---------- Provided records
PR #462, opened 2024-08-16
[improvement] update install script to support newer containerd versions

eljohnson92:
This PR moves the apt install of containerd to a `curl` based install that allows us to control the containerd version better. This is needed for ubuntu 24.04 support which requires a newer containerd version to support new AppArmor defaults
Fixes #

**TODOs**:

- [ ] squashed commits
- [ ] includes documentation
- [ ] adds unit tests

### DIFF
--- a/scripts/pre-kubeadminit.sh
+++ b/scripts/pre-kubeadminit.sh
@@ -1,6 +1,8 @@
 #!/bin/bash
 set -euo pipefail
-
+CONTAINERD_VERSION='1.7.20'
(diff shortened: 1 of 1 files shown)


rahulait (approved):
LGTM. Hoping this keeps working for ubuntu 22.04 as well. Current GHA runs might not test this change as we download a specific commit version of this pre script, so we might have to manually test this with older versions. Overall, the changes look good to me.

eljohnson92:
I've confirmed this is working with debian12,ubuntu 24.04 and ubuntu 22.04

PR #465, opened 2024-08-19
[deprecation][feature] deprecate Firewall ID and add FirewallRef

AshleyDumaine:
**What this PR does / why we need it**: With the addition of LinodeFirewalls in #451 we should use FirewallRefs instead similar to PGs and VPCs

Fixes #

**TODOs**:

- [x] squashed commits
- [ ] includes documentation
- [x] adds unit tests


api/v1alpha2/linodemachine_types.go
```diff
@@ -66,8 +66,6 @@ type LinodeMachineSpec struct {
 	PrivateIP *bool `json:"privateIP,omitempty"`
 	// +kubebuilder:validation:XValidation:rule="self == oldSelf",message="Value is immutable"
 	Tags []string `json:"tags,omitempty"`
-	// +kubebuilder:validation:XValidation:rule="self == oldSelf",message="Value is immutable"
-	FirewallID int `json:"firewallID,omitempty"`
```
eljohnson92, line 70: do we want to delete this or deprecate it?

AshleyDumaine: I can add this back and FirewallRef's ID can take precedence if it's set

eljohnson92: I would be fine with firewallRef taking precedence if it is set over ID since we want to deprecate ID anyway. I think we also need a deprecation annotation on firewallID like
```
// +kubebuilder:deprecatedversionwarning=
```

eljohnson92 (approved):

PR #470, opened 2024-08-19
[cleanup] move non-reconcile functions into controller helpers

AshleyDumaine:
**What this PR does / why we need it**: General cleanup for controllers controller which should have helper functions in the appropriate helpers file for consistency

Fixes #

**TODOs**:

- [x] squashed commits
- [ ] includes documentation
- [ ] adds unit tests

### DIFF
--- a/controller/linodecluster_controller_helpers.go
+++ b/controller/linodecluster_controller_helpers.go
@@ -10,9 +10,7 @@ import (
 	"github.com/go-logr/logr"
 	"github.com/linode/linodego"
 	"k8s.io/apimachinery/pkg/types"
-	"sigs.k8s.io/cluster-api/api/v1beta1"
 	clusterv1 "sigs.k8s.io/cluster-api/api/v1beta1"
-	cerrs "sigs.k8s.io/cluster-api/errors"
 	kutil "sigs.k8s.io/cluster-api/util"
 	ctrl "sigs.k8s.io/controller-runtime"
 	"sigs.k8s.io/controller-runtime/pkg/client"
@@ -25,7 +23,7 @@ import (
 	"github.com/linode/cluster-api-provider-linode/util/reconciler"
 )
 
-func (r *LinodeClusterReconciler) addMachineToLB(ctx context.Context, clusterScope *scope.ClusterScope) error {
+func addMachineToLB(ctx context.Context, clusterScope *scope.ClusterScope) error {
 	logger := logr.FromContextOrDiscard(ctx)
 	if clusterScope.LinodeCluster.Spec.Network.LoadBalancerType == "dns" {
 		if err := services.EnsureDNSEntries(ctx, clusterScope, "create"); err != nil {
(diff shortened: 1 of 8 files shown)


komer3 (dismissed):
LGTM!

controller/linodecluster_controller_helpers.go
```diff
@@ -40,3 +51,110 @@ func (r *LinodeClusterReconciler) removeMachineFromLB(ctx context.Context, logge
 	}
 	return nil
 }
+
```
amold1, line 54: can we make this a "common" function instead on a cluster reconciler method?
The only thing it uses from the reconciler is the TracedClient. If we just pass the client, other reconcilers could use the same function like [this one](https://github.com/linode/cluster-api-provider-linode/blob/main/controller/linodemachine_controller_helpers.go#L191)

controller/linodecluster_controller_helpers.go
```diff
@@ -40,3 +51,110 @@ func (r *LinodeClusterReconciler) removeMachineFromLB(ctx context.Context, logge
...
+				Namespace: linodeCluster.Namespace,
+				Name:      linodeCluster.Name,
+			},
+		})
+
+		return result
+	}
+}
+
+func (r *LinodeClusterReconciler) handleDNS(clusterScope *scope.ClusterScope) {
```
amold1, line 98: looks like all these functions could do without being a reconciler method

controller/linodemachine_controller.go
```diff
@@ -125,25 +118,38 @@ func (r *LinodeMachineReconciler) Reconcile(ctx context.Context, req ctrl.Reques
...
+	cluster, err := kutil.GetClusterFromMetadata(ctx, r.TracedClient(), machine.ObjectMeta)
 	if err != nil || cluster == nil {
 		return ctrl.Result{}, err
 	}
 
+	linodeClusterKey := client.ObjectKey{
+		Namespace: linodeMachine.Namespace,
+		Name:      cluster.Spec.InfrastructureRef.Name,
+	}
+	linodeCluster := &infrav1alpha2.LinodeCluster{}
```
amold1, line 136: I like this approach. But now that we are populating the field here, we should remove the `Get()` calls in the reconcile method

amold1 (commented):
we should probably create a generic/common helpers file and put the non-reconciler specific functions in there

AshleyDumaine:
> we should probably create a generic/common helpers file and put the non-reconciler specific functions in there

since we pass machineScope around so much, it looks like nothing actually needs the reconciler (`r.Get` can be replaced with `machineScope.Client.Get`). I was able to remove it on everything.

controller/linodecluster_controller_helpers.go
AshleyDumaine: updated to pass the traced client

amold1 (dismissed):

amold1:
LGTM

controller/linodecluster_controller_helpers.go
AshleyDumaine: updated

amold1 (dismissed):

eljohnson92 (approved):

eljohnson92 (approved):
--------------------
Problem to solve: Your task is to restate all of the records above word for word.

Solution for this task:
PR #462, opened 2024-08-16
[improvement] update install script to support newer containerd versions

eljohnson92:
This PR moves the apt install of containerd to a `curl` based install that allows us to control the containerd version better. This is needed for ubuntu 24.04 support which requires a newer containerd version to support new AppArmor defaults
Fixes #

**TODOs**:

- [ ] squashed commits
- [ ] includes documentation
- [ ] adds unit tests

### DIFF
--- a/scripts/pre-kubeadminit.sh
+++ b/scripts/pre-kubeadminit.sh
@@ -1,6 +1,8 @@
 #!/bin/bash
 set -euo pipefail
-
+CONTAINERD_VERSION='1.7.20'
(diff shortened: 1 of 1 files shown)


rahulait (approved):
LGTM. Hoping this keeps working for ubuntu 22.04 as well. Current GHA runs might not test this change as we download a specific commit version of this pre script, so we might have to manually test this with older versions. Overall, the changes look good to me.

eljohnson92:
I've confirmed this is working with debian12,ubuntu 24.04 and ubuntu 22.04

PR #465, opened 2024-08-19
[deprecation][feature] deprecate Firewall ID and add FirewallRef

AshleyDumaine:
**What this PR does / why we need it**: With the addition of LinodeFirewalls in #451 we should use FirewallRefs instead similar to PGs and VPCs

Fixes #

**TODOs**:

- [x] squashed commits
- [ ] includes documentation
- [x] adds unit tests


api/v1alpha2/linodemachine_types.go
```diff
@@ -66,8 +66,6 @@ type LinodeMachineSpec struct {
 	PrivateIP *bool `json:"privateIP,omitempty"`
 	// +kubebuilder:validation:XValidation:rule="self == oldSelf",message="Value is immutable"
 	Tags []string `json:"tags,omitempty"`
-	// +kubebuilder:validation:XValidation:rule="self == oldSelf",message="Value is immutable"
-	FirewallID int `json:"firewallID,omitempty"`
```
eljohnson92, line 70: do we want to delete this or deprecate it?

AshleyDumaine: I can add this back and FirewallRef's ID can take precedence if it's set

eljohnson92: I would be fine with firewallRef taking precedence if it is set over ID since we want to deprecate ID anyway. I think we also need a deprecation annotation on firewallID like
```
// +kubebuilder:deprecatedversionwarning=
```

eljohnson92 (approved):

PR #470, opened 2024-08-19
[cleanup] move non-reconcile functions into controller helpers

AshleyDumaine:
**What this PR does / why we need it**: General cleanup for controllers controller which should have helper functions in the appropriate helpers file for consistency

Fixes #

**TODOs**:

- [x] squashed commits
- [ ] includes documentation
- [ ] adds unit tests

### DIFF
--- a/controller/linodecluster_controller_helpers.go
+++ b/controller/linodecluster_controller_helpers.go
@@ -10,9 +10,7 @@ import (
 	"github.com/go-logr/logr"
 	"github.com/linode/linodego"
 	"k8s.io/apimachinery/pkg/types"
-	"sigs.k8s.io/cluster-api/api/v1beta1"
 	clusterv1 "sigs.k8s.io/cluster-api/api/v1beta1"
-	cerrs "sigs.k8s.io/cluster-api/errors"
 	kutil "sigs.k8s.io/cluster-api/util"
 	ctrl "sigs.k8s.io/controller-runtime"
 	"sigs.k8s.io/controller-runtime/pkg/client"
@@ -25,7 +23,7 @@ import (
 	"github.com/linode/cluster-api-provider-linode/util/reconciler"
 )
 
-func (r *LinodeClusterReconciler) addMachineToLB(ctx context.Context, clusterScope *scope.ClusterScope) error {
+func addMachineToLB(ctx context.Context, clusterScope *scope.ClusterScope) error {
 	logger := logr.FromContextOrDiscard(ctx)
 	if clusterScope.LinodeCluster.Spec.Network.LoadBalancerType == "dns" {
 		if err := services.EnsureDNSEntries(ctx, clusterScope, "create"); err != nil {
(diff shortened: 1 of 8 files shown)


komer3 (dismissed):
LGTM!

controller/linodecluster_controller_helpers.go
```diff
@@ -40,3 +51,110 @@ func (r *LinodeClusterReconciler) removeMachineFromLB(ctx context.Context, logge
 	}
 	return nil
 }
+
```
amold1, line 54: can we make this a "common" function instead on a cluster reconciler method?
The only thing it uses from the reconciler is the TracedClient. If we just pass the client, other reconcilers could use the same function like [this one](https://github.com/linode/cluster-api-provider-linode/blob/main/controller/linodemachine_controller_helpers.go#L191)

controller/linodecluster_controller_helpers.go
```diff
@@ -40,3 +51,110 @@ func (r *LinodeClusterReconciler) removeMachineFromLB(ctx context.Context, logge
...
+				Namespace: linodeCluster.Namespace,
+				Name:      linodeCluster.Name,
+			},
+		})
+
+		return result
+	}
+}
+
+func (r *LinodeClusterReconciler) handleDNS(clusterScope *scope.ClusterScope) {
```
amold1, line 98: looks like all these functions could do without being a reconciler method

controller/linodemachine_controller.go
```diff
@@ -125,25 +118,38 @@ func (r *LinodeMachineReconciler) Reconcile(ctx context.Context, req ctrl.Reques
...
+	cluster, err := kutil.GetClusterFromMetadata(ctx, r.TracedClient(), machine.ObjectMeta)
 	if err != nil || cluster == nil {
 		return ctrl.Result{}, err
 	}
 
+	linodeClusterKey := client.ObjectKey{
+		Namespace: linodeMachine.Namespace,
+		Name:      cluster.Spec.InfrastructureRef.Name,
+	}
+	linodeCluster := &infrav1alpha2.LinodeCluster{}
```
amold1, line 136: I like this approach. But now that we are populating the field here, we should remove the `Get()` calls in the reconcile method

amold1 (commented):
we should probably create a generic/common helpers file and put the non-reconciler specific functions in there

AshleyDumaine:
> we should probably create a generic/common helpers file and put the non-reconciler specific functions in there

since we pass machineScope around so much, it looks like nothing actually needs the reconciler (`r.Get` can be replaced with `machineScope.Client.Get`). I was able to remove it on everything.

controller/linodecluster_controller_helpers.go
AshleyDumaine: updated to pass the traced client

amold1 (dismissed):

amold1:
LGTM

controller/linodecluster_controller_helpers.go
AshleyDumaine: updated

amold1 (dismissed):

eljohnson92 (approved):

eljohnson92 (approved):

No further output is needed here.